◆ **WHAT THE TASK REQUIRES**
The listing that follows should be reproduced exactly, line for line.

◇ ◇ ◇

PR #385, opened 2017-07-31
#384 #367 deterministic generated property suffixes for generated properties

Ocramius:
Replaces #384
Implements #367 requirements

@nicolas-grekas @holtkamp can you look over this?

Note that it will land only in `2.2.0`, which will require PHP 7.2.

### DIFF
--- a/tests/ProxyManagerTest/ProxyGenerator/PropertyGenerator/AbstractUniquePropertyNameTest.php
+++ b/tests/ProxyManagerTest/ProxyGenerator/PropertyGenerator/AbstractUniquePropertyNameTest.php
@@ -42,7 +42,7 @@ abstract class AbstractUniquePropertyNameTest extends PHPUnit_Framework_TestCase
         $property2 = $this->createProperty();
 
         self::assertSame($property1->getName(), $property1->getName());
-        self::assertEquals($property1->getName(), $property2->getName());
+        self::assertSame($property1->getName(), $property2->getName());
     }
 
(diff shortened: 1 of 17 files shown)


tests/ProxyManagerTest/ProxyGenerator/PropertyGenerator/AbstractUniquePropertyNameTest.php
```diff
@@ -34,15 +34,15 @@
 abstract class AbstractUniquePropertyNameTest extends PHPUnit_Framework_TestCase
 {
     /**
-     * Verifies that a given property name is unique across two different instantiations of the property
+     * Verifies that a given property name is the same across two different instantiations of the property
```
Ocramius: This is obviously a change - possibly to be documented as BC break, even if internal.

nicolas-grekas:
> Note that it will land only in 2.2.0, which will require PHP 7.2.

That's quite unfortunate as it means almost nobody will benefit this in years... Any alternative allowing at least a 7.1?

Ocramius:
@nicolas-grekas if people care about performance as much as you do, they will benefit from it once they upgrade to 7.2 anyway, as that's a much bigger win than this patch anyway.

I'm not merging improvements to past releases.

Ocramius:
Merging as per @nicolas-grekas review.

@holtkamp when you can, check this branch locally to see if it mitigates your issue :-)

◇ ◇ ◇

◆ **RESULT**
PR #385, opened 2017-07-31
#384 #367 deterministic generated property suffixes for generated properties

Ocramius:
Replaces #384
Implements #367 requirements

@nicolas-grekas @holtkamp can you look over this?

Note that it will land only in `2.2.0`, which will require PHP 7.2.

### DIFF
--- a/tests/ProxyManagerTest/ProxyGenerator/PropertyGenerator/AbstractUniquePropertyNameTest.php
+++ b/tests/ProxyManagerTest/ProxyGenerator/PropertyGenerator/AbstractUniquePropertyNameTest.php
@@ -42,7 +42,7 @@ abstract class AbstractUniquePropertyNameTest extends PHPUnit_Framework_TestCase
         $property2 = $this->createProperty();
 
         self::assertSame($property1->getName(), $property1->getName());
-        self::assertEquals($property1->getName(), $property2->getName());
+        self::assertSame($property1->getName(), $property2->getName());
     }
 
(diff shortened: 1 of 17 files shown)


tests/ProxyManagerTest/ProxyGenerator/PropertyGenerator/AbstractUniquePropertyNameTest.php
```diff
@@ -34,15 +34,15 @@
 abstract class AbstractUniquePropertyNameTest extends PHPUnit_Framework_TestCase
 {
     /**
-     * Verifies that a given property name is unique across two different instantiations of the property
+     * Verifies that a given property name is the same across two different instantiations of the property
```
Ocramius: This is obviously a change - possibly to be documented as BC break, even if internal.

nicolas-grekas:
> Note that it will land only in 2.2.0, which will require PHP 7.2.

That's quite unfortunate as it means almost nobody will benefit this in years... Any alternative allowing at least a 7.1?

Ocramius:
@nicolas-grekas if people care about performance as much as you do, they will benefit from it once they upgrade to 7.2 anyway, as that's a much bigger win than this patch anyway.

I'm not merging improvements to past releases.

Ocramius:
Merging as per @nicolas-grekas review.

@holtkamp when you can, check this branch locally to see if it mitigates your issue :-)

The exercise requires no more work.